Tropical Cyclones May Drastically Increase in Frequency and Intensity as Climate Changes
The climate is changing--and not for the better when it comes to major storms and hurricanes. MIT scientists have revealed that the coming century may produce stronger and more frequent storms as the planet warms, creating the potential for hurricanes like Katrina.
For the past 40 years, the frequency and intensity of tropical cyclones has remained relatively stable. Approximately 90 of these storms spin across the world each year, causing their share of damages to coastlines. Over this time, these storms have remained the same in terms of intensity and maximum wind speed. Yet these new findings hint at a more tempestuous future.
In order to examine how the changing climate and greenhouse emissions might affect these storms, researchers employed several models. They simulated cyclones at both the global and local scales, embedding a high-resolution, local storm model within six climate models from the IPCC. The local storm model simulated the development of tropical cyclones, based on regional temperatures and large-scale atmospheric flow, at a resolution that increases as a storm intensifies. This allowed the model to resolve a storm's eyewall, the ring of thunderstorms circling the eye of a storm where the most severe weather occurs.

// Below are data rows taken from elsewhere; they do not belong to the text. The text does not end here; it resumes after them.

PR #4566, opened 2018-11-04
    MONGOID-3795 Add a test of callback invocation order for cascading and non-cascading callbacks

p-mongo:


johnnyshields:
@p-mongo how can we get this fix merged?

p-mongo:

For each six models, the researchers simulated 600 storms every year from 1950 to 2005, using weather data from historical records. They then ran the models forward in time, simulating tropical cyclone development through 2100.
So what did they find? It turns out that the frequency of these storms will increase by 10 to 40 percent by 2100, assuming that greenhouse gas emissions continue to increase. In addition, the intensity of the storms could potentially increase by as much as 45 percent. The cyclones that make landfall would be as much as 55 percent more intense.
"Having a warmer tropical Pacific, especially in the central Pacific, makes the overall atmosphere more like those in El Niño events," said Kevin Trenberth, a scientist at the National Center for Atmospheric Research, who was not involved in the study in a news release. "Places like Hawaii and Tahiti and Fiji would likely be more in jeopardy under these scenarios."
The findings have enormous implications for the future of coastal communities in the Pacific. They reveal that in the future, communities will have to employ stronger preventative measures in order to keep storm damage to a minimum.
The findings are published in the journal Proceedings of the National Academy of Sciences.